Having only just worked out the reservation system for tickets I manage to get a ticket for a competition screening. The ticket is for Ken Loach's Looking for Eric, this feels a bit like a guilty pleasure as I know the film will be released soon in the UK, but I'm so thrilled to be able to get a ticket and not to have to queue that I can't resist. Eric is a postman whose reached middle age and despairs of his life. He lives with his two step sons who treat his home like a doss house and cannot bring himself to deal with the loss of his only true love, Lily, who he abandoned over 30 years ago. As Eric reaches the depths of despair and turns to cannabis for some sought after relief, a guardian angel appears to him in the form of Eric Cantona, who encourages Eric to deal with his past and to take control of his life. Although not as gritty and thought provoking as some of other Loach's films you can't help but enjoy it. Cantona is enigmatic as Eric's spiritual coach and there are some moments of superb comedy. The film got the most enthusiastic round of applause out of all the other screenings I had watched in the festival, so I sense it will be an audience pleaser.

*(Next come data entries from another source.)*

Issue #463, opened 2017-05-02
Consolidate all images to quay.io


sym3tri:
Images we don't manage should be mirrored to quay.io. Currently not on quay.io:

- [ ] busybox (via flannel: https://github.com/coreos/tectonic-installer/blob/3ac7f7519ee071f04e621a4ae38ca0e88b8f82c3/modules/bootkube/resources/manifests/kube-flannel.yaml)
- [ ] gcr.io/google_containers/pause
- [ ] gcr.io/google_containers/heapster
- [ ] gcr.io/google_containers/addon-resizer
- [ ] gcr.io/google_containers/nginx-ingress-controller
- [ ] gcr.io/google_containers/k8s-dns-kube-dns-amd64
- [ ] gcr.io/google_containers/k8s-dns-dnsmasq-nanny-amd64
- [ ] gcr.io/google_containers/k8s-dns-sidecar-amd64

philips:
cc @colhom

colhom:
related #779

Quentin-M:
We now have an intern working on integrating Quay Security Scanning / [Clair](https://github.com/coreos/clair) with Tectonic. Every images that come from Quay will be supported.

Quentin-M:
We will need an automated job to do that.

sym3tri:
moved: https://coreosdev.atlassian.net/browse/INST-192

PR #873, opened 2017-05-25
modules/tectonic/resources: add security context to ingress controller

squat:
Ensure ingress controller runs as non-root. This is trickier than some other pods in Tectonic since we cannot make ingress controller run on ports other than 80 and 443 because these values are hardcoded into the ingress controller source [0] [1]. This means that we cannot make ingress controller run as non-root without adding additional CAPs to allow it to listen on privileged ports.

[0] https://github.com/kubernetes/ingress/blob/master/controllers/nginx/pkg/cmd/controller/nginx.go#L94
[1] https://github.com/kubernetes/ingress/blob/master/controllers/nginx/pkg/cmd/controller/nginx.go#L210

### DIFF
--- a/modules/tectonic/resources/manifests/ingress/hostport/daemonset.yaml
+++ b/modules/tectonic/resources/manifests/ingress/hostport/daemonset.yaml
@@ -69,4 +69,10 @@ spec:
         node-role.kubernetes.io/node: ""
       dnsPolicy: ClusterFirst
       restartPolicy: Always
+      securityContext:
+        capabilities:
+          add:
+          - NET_BIND_SERVICE
+        runAsNonRoot: true
+        runAsUser: 65534
       terminationGracePeriodSeconds: 60
--- a/modules/tectonic/resources/manifests/ingress/nodeport/deployment.yaml
+++ b/modules/tectonic/resources/manifests/ingress/nodeport/deployment.yaml
@@ -54,6 +54,13 @@ spec:
               path: /healthz
               port: 10254
               scheme: HTTP
+          securityContext:
+            capabilities:
+              add:
+              - NET_BIND_SERVICE
       dnsPolicy: ClusterFirst
       restartPolicy: Always
+      securityContext:
+        runAsNonRoot: true
+        runAsUser: 65534
       terminationGracePeriodSeconds: 60


diegs:
I wasn't able to get `CAP_NET_BIND_SERVICE` to work when trying to run the console as non-root; maybe you'll have more luck though.

Quentin-M:
Testing! 💯

Quentin-M:
- The `/nginx-ingress-controller` binary does not have the required caps, nor does the `nginx` binary. Both binaries try to bind.
- The `nobody` user does not have the rights for `/run/nginx.pid`, `/ingress-controller/ssl` (created), `/var/lib/nginx/` (created) nor `/etc/nginx`. 
- The `0.9.0-beta.4`'s apt repositories are broken, and therefore we can't install `libcap2-bin`. Thus a bump to `0.9.0-beta.4` is necessary.

The following Dockerfile appears to work:
```
FROM gcr.io/google_containers/nginx-ingress-controller:0.9.0-beta.7
RUN apt-get update && apt-get install -y libcap2-bin && rm -rf /var/lib/apt/lists/*
RUN setcap 'cap_net_bind_service=+ep' /nginx-ingress-controller
RUN setcap 'cap_net_bind_service=+ep' /usr/sbin/nginx
RUN mkdir -p /ingress-controller/ssl /var/lib/nginx/
RUN chmod -R 777 /run /ingress-controller /var/lib/nginx/ /etc/nginx
```

I pushed it to [quay.io/quentin_m/nginx-ingress-controller:0.9.0-beta.7.cap](quay.io/quentin_m/nginx-ingress-controller:0.9.0-beta.7.cap) and tested it.

If we add some kind of support for patching when we do https://github.com/coreos/tectonic-installer/issues/463, then it'd be usable.

cpanato:
@squat @s-urbaniak this PR still makes sense? if yes lets review and merge otherwise I will close and then in the future if needed someone can open a new PR

thanks

s-urbaniak:
I still endorse this PR, it would be great to have console be non-root. Re-ping @squat.

s-urbaniak:
having said that, once this is green, we need another upgrade path for the KVO.

s-urbaniak:
ok to test

diegs:
One thing we found when adding the capabilities to hyperkube was that it would add new layers and blow up the image size. I know very little about docker but I would check to see if that's the case here (apologies if it's obvious that it won't in this case).

lucab:
Are those privileged ports inside a pod netns or directly on the host? If it is inside a namespace, lowering `/proc/sys/net/ipv4/ip_unprivileged_port_start` may be enough. Despite the pathname, it affects both ipv4 and ipv6 sockets.

squeed:
I am going to fix this with the tectonic-ingress-controller.

PR #876, opened 2017-05-25
examples: note max k8s service cidr size

colhom:
Came up during a customer install. Haven't been able to find this limit in upstream docs, but validation snippet is [here](https://github.com/kubernetes/kubernetes/blob/master/cmd/kube-apiserver/app/options/validation.go#L29-L32)

PR #878, opened 2017-05-25
config.tf: add a note about max size for the service CIDR

sym3tri:
moved from https://github.com/coreos/tectonic-installer/pull/876


colhom:
Thanks @sym3tri

sym3tri:
only docs. does not affect any functionality.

I get out of the screening at 5pm so miss the 4.30pm round of screenings, so decide to grab some dinner and then go to a late night screening to get my fill of films before returning to the office the next day. I meet up with Emma Sullivan who has a short film in competition After Tomorrow and she manages to smuggle me into the filmmakers terrace for a quick glass of champagne. After a some dinner I head to the 10.30pm screening of Mal Dia Para Pescar (Bad Day To Go Fishing), with Anna and Tilly. Unfortunately I only make it past the short and the opening credits before my eyes start to get heavy and after 15mins of snoozing we decide to leave. Looking forward to getting into bed we get slightly waylaid by the Nordic Film Market party on the beach. After some enthusiastic dancing to KLF and some weary head bobbing to Guns n' Roses, I finally make it home to bed.